Authors: Yacoub A Yousef
US Ophthalmic Review, 2016;9(1):46–8 DOI:


Enucleation consists of surgical removal of the entire eye globe with preservation of the conjunctiva, extraocular muscles, orbital fat, and optic nerve. This surgical procedure is generally accepted treatment for intraocular malignancies, blind painful eye, severely traumatized eye, phthisis bulbi, and to improve cosmetic appearance. Once the eye is removed, orbital volume enhancement typically requires implantation of spherical materials that can be classified into two major groups: non-porous and porous orbital implants. Different surgical techniques have been described in the literature, including muscle imbrication technique and the myoconjunctival enucleation technique (both with a non-integrated implant) and the more recent integrated orbital implants technique that results in less implant-migration and improved prosthesis movement. In this review, we discuss indications, orbital implant choices and the main enucleation surgical techniques reported in the literature.
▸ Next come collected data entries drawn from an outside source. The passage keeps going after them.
PR #1312, opened 2021-01-15
Fix fallback to syntax highlighting theme (closes #1309)

### LINKED ISSUE #1309: Extra syntax conflict
# Bug Report
When defining `extra_syntaxes` in `config.toml`, standard highlighters no longer work.

## Environment
Zola version: 0.13, also tested master and next branches (2021-01-14).

This was working with the next branch some days ago (not sure about the exact date though..)

## Step to reproduce
Test article. `py3` is a standard language. `shell-session` is a custom language, defined in `syntaxes/shell-session.sublime-syntax`

    +++
    title = "highlight"
    slug = "highlight"
    
    date = 2099-01-01
    
    draft = true
    
    [taxonomies]
    tags = ["test"]
    +++
    
    ```py3
    python = "python"
    ```
    
    ```shell-session
    $ echo shell
    ```

1st test case: here I set `extra_syntaxes` in cargo.toml:

    [markdown]
    extra_syntaxes = ["syntaxes"]
    highlight_code = true

Result:
image

Note that the python code is node highlighted, that's the issue

2nd test case: `extra_syntaxes` is commented:

    [markdown]
    #extra_syntaxes = ["syntaxes"]
    highlight_code = true

image

The python code is now properly highlighted.

If you want to reproduce, here is the `shell-session.sublime-syntax` (disclaimer: it's just a quick and dirty hack...)

    %YAML 1.2
    ---
    file_extensions:
      - shell-session
    scope: source.test
    
    contexts:
      main:
        - match: "^((?:\\(.*?\\) )?[^ ]*(?:\\$|#|>))( .*)?"
        #           ^^^^^^^^^^^^^^ python venv
        #                          ^^^^ user@hostname
        #                               ^^^^^^^^^^^^ last prompt character
        #                                           ^^^^^ command
          captures:
            1: constant.prompt
            2: keyword.command

southerntofu:
As suggested in the discussion there, i also added a warning for an unrecognized language so issues are easier to diagnose. Maybe some people won't like that? It would be useful to have configuration for something like this to be either an error, a warning, or ignored entirely, don't you think?

### DIFF
--- a/components/rendering/src/markdown/codeblock.rs
+++ b/components/rendering/src/markdown/codeblock.rs
@@ -1,4 +1,4 @@
-use config::highlighting::{get_highlighter, SYNTAX_SET, THEME_SET};
+use config::highlighting::{get_highlighter, HighlightSource, SYNTAX_SET, THEME_SET};
 use config::Config;
 use std::cmp::min;
 use std::collections::HashSet;
@@ -22,16 +22,27 @@ pub struct CodeBlock<'config> {
 }
 
 impl<'config> CodeBlock<'config> {
-    pub fn new(fence_info: &str, config: &'config Config, background: IncludeBackground) -> Self {
+    pub fn new(fence_info: &str, config: &'config Config, background: IncludeBackground, path: Option<&'config str>) -> Self {
         let fence_info = FenceSettings::new(fence_info);
         let theme = &THEME_SET.themes[config.highlight_theme()];
-        let (highlighter, in_extra) = get_highlighter(fence_info.language, config);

Enucleation, porous orbital implant, rectus muscle, tumor


Yacoub A Youssef has nothing to declare in relation to this article. No funding was received in the publication of this article.

Open Access

This article is published under the Creative Commons Attribution Noncommercial License, which permits any noncommercial use, distribution, adaptation, and reproduction provided the original author(s) and source are given appropriate credit.


February 09, 2016




Yacoub A Yousef, Consultant Ocular Oncologist, King Hussein Cancer Centre, Queen Rania Street, PO Box 1269 Al-Jubeiha, Amman 11941 Jordan. E:

Enucleation, or surgical removal of the entire eye globe, was described by Bartisch in 1583, and was described in combination with orbital volume replacement (implant) by Mules in 1585.1–3 In the US, trauma is the leading indication for enucleation (40.9% of cases), followed by tumors (28% of cases).4,5 Other indications include painful blind eye, phthisis with degeneration, congenital anophthalmia, severe microphthalmia, unresponsive endophthalmitis, and for improvement of cosmesis in a blind eye.4

Various materials may be used to create orbital implants, including cartilage, bone, fat, gold, silver, cork, rubber, aluminum, ivory, silk, wool, petroleum jelly, acrylics, silicone, glass, titanium, quartz, and porous materials such as hydroxyapatite (HA) and polyethylene.6–15 Unfortunately, however, several reports describe the associated complications of using such materials, such as exposure, displacement, extrusion, and orbital infection.7,14,16

The orbital implant and overlying prosthesis work together to allow excellent overall cosmesis and eye movement after enucleation. Most patients are pleased with the result and few require secondary cosmetic surgery. After healing, the appearance of the anophthalmic patient’s affected eye should be similar in all aspects to their other, normal eye.17 Herein, we briefly review the main types of orbital implants, and the main enucleation surgical techniques reported in the literature.

Types of Implants and Enucleation
Surgical Techniques
In the modern era, several types of orbital implants are available for volume replacement after removal of the eye. They can be classified into two major groups: non-integrated orbital implants (primarily polymethylmethacrylate [PMMA]) and integrated porous orbital implants (typically plastic, bone, or coral).18–24 The difference between these two major groups is that integrated implants allow fibrovascular invasion or incorporation into the living orbit. Graue and Finger demonstrated that on positron emission tomography (PET)/computed tomography (CT) imaging, porous orbital implants absorb 18-fluorodeoxyglucose contrast, indicating metabolic activity within the implanted device.25 That fibrovascular invasion does not occur with non-integrated implants.

Surgical Techniques
Enucleation surgery is usually done under general anesthesia. First, the surgeon resects the conjunctiva from the surgical limbus (periotomy), followed by dissection of the Tenon’s capsule (tenotomy). Then the four recti muscles (with or without the two oblique muscles) need to be isolated, tied by 6–0 absorbable suture, followed by muscle resection from the insertion, and homeostasis. Then the eye globe should be pulled anteriorly (either from the stump of the medial rectus, assisted by cryotherapy, or by sutures at the limbus from two sites), followed by resection of the optic nerve (the length should be 8–12 mm in cases of

retinoblastoma). Then a plastic or metallic dummy implant can be used to check the best size for the orbital implant (i.e. the maximum size that fills the orbit and allows adequate suturing of the anterior layers without tension). Once the required size is identified, the selected implant should be inserted deep in the socket (with or without implant injector), and deeper than the posterior Tenon’s layer. Table 1 illustrates the differences between the three main enucleation surgical techniques.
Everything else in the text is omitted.